Lossless RLE encoding definitions

  • A non-zero block is an 8x8 block having at least 1 non-zero coeffient.
  • A coefficient group is a group of 64 non-zero blocks.
  • A coefficient token is an unit of a compressted data stream, it occupies 3 dwords per each 4 non-zero coefficients and has the following structure:
struct coefficient_token{
   short coeff[4];
   uint pos_in_8x8_block[4] : 6;
   uint 8x8_block_id             : 6;
   uint reserved                      : 2;
}
  • coeff field keeps 4 coefficients from the block defined by 8x8_block_id field.

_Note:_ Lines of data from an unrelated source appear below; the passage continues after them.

PR #635, opened 2021-04-01
New names for MultisetSubstitutionSystem ordering functions

maxitg:
## Changes

* `"SortedInputExpressions"` and `"UnsortedInputExpressions"` weren't good names for ordering functions because, using the word "expression" instead of "token", they are specific to the multiset system, and it's better if they are not since they can then have shared documentation.
* This PR renames them to `"SortedInputTokenIndices"` and `"InputTokenIndices"`.

## Comments

* `"SortedInputTokenIndices"` might be harder to understand at first than `"OldestToken"`, but I think it's better because it explains exactly what it is whereas `"OldestToken"` might be interpreted in different ways. `"OldestToken"` is actually closer to `"MinInputTokenIndex"`, which we don't have yet, but we might in the future.
* Not sure if `"Unsorted"` is necessary in `"InputTokenIndices"`, so I removed it.

## Examples

* New names:

```wl
In[] := EventOrderingFunctions[MultisetSubstitutionSystem]
Out[] = {"InputCount", "SortedInputTokenIndices", "InputTokenIndices", "RuleIndex"}
```

---
This change is [Reviewable](https://reviewable.io/reviews/maxitg/setreplace/635)

### DIFF
--- a/Kernel/A1$GenerateMultihistory.m
+++ b/Kernel/A1$GenerateMultihistory.m
@@ -52,7 +52,7 @@ $constraintsSpecPattern =
      MultisetSubstitutionSystem,
      <|"MaxGeneration" -> {Infinity, "NonNegativeIntegerOrInfinity"},
        "MinEventInputs" -> {0, "NonNegativeIntegerOrInfinity"}|>,
-     {"InputCount", "SortedInputExpressions", "UnsortedInputExpressions", "RuleIndex"},
+     {"InputCount", "SortedInputTokenIndices", "InputTokenIndices", "RuleIndex"},
      <|"MaxEvents" -> {Infinity, "NonNegativeIntegerOrInfinity"}|>] *)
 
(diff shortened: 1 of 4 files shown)


daneelsan (approved):
I agree that "Unsorted" is unnecessary. Also, +1 for "Token*", just like in "TokenEventGraph".

> *[Reviewable](https://reviewable.io/reviews/maxitg/setreplace/635#-:-MXFFnEP7P4TOxMiHiTz:b-vnk4kd)* status: 0 of 4 files reviewed, all discussions resolved (waiting on @taliesinb)

taliesinb (approved):
:lgtm:

> Reviewed 4 of 4 files at r1.
> *[Reviewable](https://reviewable.io/reviews/maxitg/setreplace/635#-:-MXbh8kj82aWrtktukW4:bnfp4nl)* status: :shipit: complete! all files reviewed, all discussions resolved (waiting on @maxitg)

  • pos_in_8x8_block keeps 4 positions of the above coefficients in the block defined by 8x8_block_id field.
  • all 4 coffitien values are valid. if the number of non-zero coefficients in the given block is not a multiple of 4, the coeff and pos_in_8x8_block fileds are padded with the last valid coefficient.
  • 8x8_block_id keeeps a block id in the coefficient group and 0 <= 8x8_block_id < 64.
  • A coefficient tokens stream is a continous stream of coeffient tokens defined above.
  • A compressed buffer consists of the fixed-size coefficient group directory and the varible-size coefficient tokens stream.
  • A coefficient group directory is an array of 2 dwords per each coefficient group: an offset of the group in the tokens stream; a number of non-zero coefficients in the group.

Note: For the CPU side of this implementation, please, see …\fw-jpeg\jdhuff.c file, and search for #ifdef O_CL string. You can find the GPU kernel implementation inside ...\jpeg-ocl-test\amdRLEJPEG_kernel.cpp, amdRLEJPEG.hpp.